There are those who believe they can see somewhere high in the sky a shadowy banner, upon which is written the word “internationalism.” To some this far-away flag seems white and to others red. They believe, that this flag is to supersede the flag of all the nations of the earth. That time may come, but it will come only when men shall cease to love their own, when they shall care for others’ families equally with their own. In the meantime we can serve humanity best by serving our own country first.

Lincoln said: “I do not mean to say that this general government is charged with the duty of redressing or preventing all the wrongs in the world; but I do think that it is charged with preventing and redressing all wrongs which are wrongs to itself.” These words might indicate that Lincoln was not interested in humanity beyond our own borders. This is not so. All through his writings runs the thought that our cause was the cause of humanity. In his speech at Gettysburg, he did not say—“Let us highly resolve that these dead shall not have died in vain; that this Nation, under God, shall have a new birth of freedom, and that government of the people, by the people, for the people shall not perish” from the United States, but “from the earth.” His vision circled all the globe. His great heart was beating in sympathy with mankind everywhere. But he knew that the surest way to help the world was to cherish our priceless heritage at home. He knew that if we could preserve intact the liberties and institutions which we called our own, that was the greatest service we could render to mankind.

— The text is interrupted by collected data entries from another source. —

PR #78, opened 2022-08-28
feat: Changing the background color of StatusBarItem 

robertrosman:
Awesome extension @zxch3n!

Added a small tweak to change the background color of StatusBarItem to "errorBackground" when some tests are failing. An optional setting, true by default.

Of course open to feedback :)


zxch3n:
Cool! LGTM

PR #83, opened 2022-09-11
Make debug work with yarn 3 workspaces

### LINKED ISSUE #84: Debug not working with yarn 3 workspaces
**Describe the bug**
When using yarn 3 workspaces, test debugging might not work, depending on the location of the `vitest` executable.

**To Reproduce**
I opened #83 and added the `samples/multi-root-workspace-no-root` sample, and made a fix.
Without the last commit of my pr with the fix, the following error will happen when trying to debug a test:
image

**Expected behavior**
Debug should work.

adriencaccia:
Fix #84 

As explained in the comment of the second commit:

When using `yarn 3` with workspaces though, the vitest executable can be present only in the project's root `node_modules` folder.

The solution I propose is to iterate recursively on parent directories until we find the vitest executable.


seivan:
> When using `yarn 3` with workspaces though, the vitest executable can be present only in the project's root `node_modules` folder.


An alternative approach is to do what yarn itself does when it needs access to executables.
Going through pnipify is one option, another one is the same as the VSCode extension for mapping code through the archived files.

nevir:
With Yarn v4 (or v3 with pnp on), you also have a case where there is **no** `vitest` executable anywhere up the path (no node_modules folder at all)

sheremet-va:

It doesn't support pnp yet, feel free to open a separate PR to fix that.

Issue #55, opened 2022-07-14
[not support vitest@v0.18.0] test successfully, but loading infinitely.


SoonIter:
**Describe the bug**
I installed vitest V0.18.0,and it doesn`t work.

**To Reproduce**
Steps to reproduce the behavior on [the example project](https://github.com/zxch3n/vitest-ext-basic-example):
1. npx degit SoonIter/sooniter-lib-template-monorepo my-lib-name
2. run **ni**
3. go to the "test" folder
4. run this one is Ok,
<img width="749" alt="image" src="https://user-images.githubusercontent.com/79413249/178899938-4dd08faf-f74f-4b8b-a6c4-f8faeae90032.png">
but the extension works fail
<img width="939" alt="image" src="https://user-images.githubusercontent.com/79413249/178900272-129ad135-62db-4898-9add-b44142025ade.png">

**Expected behavior**
work well

**Screenshots**
<img width="757" alt="image" src="https://user-images.githubusercontent.com/79413249/178900525-92ef6558-c7d4-4ae9-860f-21ee85593f8b.png">

Maybe the problem is to run-once or run-watch.
Version 0.2.20

SoonIter:
After downgrading the vitest to @0.15.2, it works well.

beorn:
vitest 0.18.1 also doesn't work

watonyweng:
Hi @SoonIter ,Please upgrade `vitest` to the latest version.

SoonIter:
> Hi @SoonIter ,Please upgrade `vitest` to the latest version.

OK, it now works well with `vitest v0.18.1`

beorn:
The latest release, v0.2.20 (from 15 days ago), doesn't work with v0.18.1 for me.  Just get an infinite spinner.

jdk2pq:
Same issue as @beorn. I think this issue should be re-opened.

maggie9595:
> Same issue as @beorn. I think this issue should be re-opened.

same!

laozhu:
> Same issue as @beorn. I think this issue should be re-opened.

pnpm monorepo here with vitest `0.19.1`, the same problem.

geekox86:
Greetings. Same here.

I can run the tests and they pass from the terminal. However, running them from the extension gets the indicator spinning forever.

BTW, I also cloned your repo to test with your samples and the issue still exists.

macOS Big Sur 11.6.5
Version: 1.70.0-insider

"typescript": "^4.7.4",
[...]

PR #93, opened 2022-10-09
Changed the vite command parameter for the --api to --api.port instead

c00:
Related to issue https://github.com/vitest-dev/vscode/issues/55

- Changed the vite command parameter for the api to `--api.port` instead of `--api` to allow manual setting of the host. 
- Updated vitest version in the basic sample
- Added a setting to the basic sample to set the host manually
- Updated version and changelog


hiepxanh:
@zxch3n  can you take a look?

zxch3n:
Thanks!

How well he wrought I doubt if even he himself could fully understand. The condition of mankind the world over has been constantly improving, due to our influence and our example. The American Republic {7}has been an inspiration to the lovers of liberty everywhere. It is the last and best hope of the world and he who would imperil its future by excess of love for other peoples and other lands is recreant not only to his country, but to mankind everywhere. The Republic, during its almost a century and a half of existence, has had a mighty influence throughout the world. Its power has come from its success as a self-governing nation. Our influence has run around the globe because we have contented ourselves with being an exemplar to, rather than a ruler of mankind.

Lincoln did preserve the Union and free the slaves. That Nation which he saved had grown so powerful in a little more than fifty years that it was able, in the supreme crisis of civilization, to turn the tide of the great world conflict. And as he prayed, so now we may have faith to believe that “government of the people, by the people, for the people shall not perish from the earth.”